Сомнительно, чтобы люди в эпоху неограниченного господства религиозных учений в целом были счастливее, чем сегодня; нравственнее они не были точно. Им всегда удавалось лишить глубины религиозные предписания и тем самым сорвать их намерения. При этом священнослужители, которые должны были следить за повиновением религии, шли им навстречу. Доброта Бога препятствовала Его правосудию: человек грешил, затем приносил жертву или каялся, после чего был свободен, чтобы грешить по-новому. Сокровенная сущность русского человека решилась на вывод, что грех необходим, чтобы наслаждаться всеми блаженствами Божьей милости, то есть, по существу, грех – богоугодное дело. Очевидно, что проповедники могли сохранять покорность масс перед религией, только сделав столь большие уступки инстинктивной природе человека. Так и осталось: Сам Бог – сильный и добрый, человек же слаб и грешен. Во все времена безнравственность находила в религии не меньшую опору, чем нравственность. Если достижения религии с точки зрения дарования счастья людям, повышения их культурной пригодности и их нравственного ограничения ничем не лучше, то тогда все же возникает вопрос, не переоцениваем ли мы ее необходимость для человечества и мудро ли мы поступаем, основывая на ней наши культурные требования.

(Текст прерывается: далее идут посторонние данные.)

PR #8467, opened 2022-12-14
Wrap rooms creation in transaction

tcitworld:
### 🏁 Checklist

### DIFF
--- a/lib/Manager.php
+++ b/lib/Manager.php
@@ -34,6 +34,7 @@ use OCA\Talk\Model\SessionMapper;
 use OCA\Talk\Service\ParticipantService;
 use OCA\Talk\Service\RoomService;
 use OCP\App\IAppManager;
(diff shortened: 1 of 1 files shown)


nickvergessen:
Why is that? There is no benefit from a transaction over a single query.

tcitworld:
Yup, it's a read-after-write issue. I thought the read was there for a good reason, but I can change that to try and reconstruct the object.

nickvergessen:
We are currently heavily changing the affected code. Maybe you do a PR with a transaction for stable25 if it is having a real world negative impact at the moment on live servers, and we afterwards fix it properly for 26+ with direct construction of the object.
Can you raise a ticket for it, so we don't forget to track it?

nickvergessen:
Master part is now in #8520

nickvergessen:
25 rebased in https://github.com/nextcloud/spreed/pull/8531

PR #8471, opened 2022-12-16
Update documentation and expose room property

vitormattos:
Ref: #8326

### 🚧 TODO

- [x] `callStartTime`
  - [x] is not documented in https://github.com/nextcloud/spreed/blob/master/docs/conversation.md
  - [x] was missed to be added to the single room request (which is used by the HPB) https://github.com/nextcloud/spreed/blob/527ad87a78c3e18e9797681c076379e0c3bbe79e/lib/Controller/RoomController.php#L452-L472
- [x] `callRecording`
  - [x] is not exposed in the RoomController
    - [x] Also then needs documenting in https://github.com/nextcloud/spreed/blob/master/docs/conversation.md

### 🏁 Checklist


docs/conversation.md
```diff
@@ -91,6 +91,8 @@
...
+| `callStartTime`         | int     | v4    |         | Call start time                                                                                                                                                                                                                                                                                                                                                                                   |
+| `callRecording`         | int     | v4    |         | Call recording status                                                                                                                                                                                                                                                                                                                                                                             |
```
nickvergessen, line 95:
```suggestion
| `callStartTime`         | int     | v4    |         | Timestamp when the call was started (only available with `recording-v1` capability)                                                                                                                                                                                                                                                                                                               |
| `callRecording`         | int     | v4    |         | Type of call recording (see [Constants - Call recording status](constants.md#call-recording-status)) (only available with `recording-v1` capability)                                                                                                                                                                                                                                                                                                                                                                        |
```

lib/Controller/RoomController.php
```diff
@@ -399,6 +399,7 @@ protected function formatRoomV4(Room $room, ?Participant $currentParticipant, ?a
 			'hasPassword' => $room->hasPassword(),
 			'hasCall' => false,
 			'callStartTime' => 0,
+			'callRecording' => 0,
```
nickvergessen, line 402:
```suggestion
			'callRecording' => Room::RECORDING_NONE,
```

nickvergessen (changes requested):

marcoambrosini (approved):

nickvergessen (approved):

PR #8515, opened 2023-01-02
Hide expired messages when do not run expire job

vitormattos:
### 🚧 TODO

- [x] prevent display expired messages when don't run the job to do expire messages.

### 🏁 Checklist

### DIFF
--- a/lib/Controller/ChatController.php
+++ b/lib/Controller/ChatController.php
@@ -466,6 +466,7 @@ class ChatController extends AEnvironmentAwareController {
 		$this->preloadShares($comments);
 
 		$i = 0;
+		$now = $this->timeFactory->getDateTime('now', new \DateTimeZone('UTC'));
 		$messages = $commentIdToIndex = $parentIds = [];
 		foreach ($comments as $comment) {
 			$id = (int) $comment->getId();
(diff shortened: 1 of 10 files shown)


lib/Controller/ChatController.php
```diff
@@ -472,6 +472,11 @@ public function receiveMessages(int $lookIntoFuture,
 			$message = $this->messageParser->createMessage($this->room, $this->participant, $comment, $this->l);
 			$this->messageParser->parseMessage($message);
 
+			$expireDate = $message->getComment()->getExpireDate();
+			if ($expireDate instanceof \DateTime && $expireDate < $this->timeFactory->getDateTime()) {
```
nickvergessen, line 476: Calling `$this->timeFactory->getDateTime()` 200 times here. Want to move it outside of the loop?

Also should add it around line 520 where parents are rendered and look at other endpoints (search comes to mind)

tests/integration/features/bootstrap/FeatureContext.php
```diff
@@ -2965,20 +2965,6 @@ public function waitForXSeconds($seconds): void {
 		sleep($seconds);
 	}
 
-	/**
-	 * @When apply message expiration job manually
-	 */
-	public function applyMessageExpirationJob(): void {
-		$currentUser = $this->currentUser;
-		$this->setCurrentUser('admin');
-		$this->sendRequest('GET', '/apps/spreedcheats/get_message_expiration_job');
```
nickvergessen, line 2974: then you can also remove that from the helper app.

nickvergessen (approved):

PR #687, opened 2026-06-30
fix(template): warn once for custom resources outside config dir

ralgozino:
### Summary 💡

Warn only once the user when customResources are pointing outside the config dir.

Поразмыслим над очевидной нынешней ситуацией. Мы слушали признание, что религия уже не имеет того же самого влияния на людей, как раньше. (Речь здесь идет о европейской христианской культуре.) И это не потому, что ее обещания стали меньшими, а потому, что они кажутся людям менее правдоподобными. Признаемся, что причина этого изменения – укрепление научного духа в верхних слоях человеческого общества. (Возможно, она не единственная.) Критика поколебала доказательную силу религиозных документов, естествознание выявило содержащиеся в них заблуждения, сравнительное исследование обратило внимание на фатальное сходство почитаемых нами религиозных представлений с духовными продуктами примитивных народов и эпох.
Научный дух порождает определенное отношение к предметам нашего мира; перед предметами религии он на какое-то время останавливается, колеблется и наконец также и здесь переступает через порог. В этом процессе нет задержек, чем большему числу людей становятся доступными богатства нашего знания, тем больше распространяется отход от религиозной веры, сначала только от устаревших, предосудительных ее облачений, а затем и от ее фундаментальных предположений. Только американцы, устроившие «Обезьяний процесс» в Дейтоне, показали себя последовательными. Неизбежный переход обычно совершается половинчато и неискренне.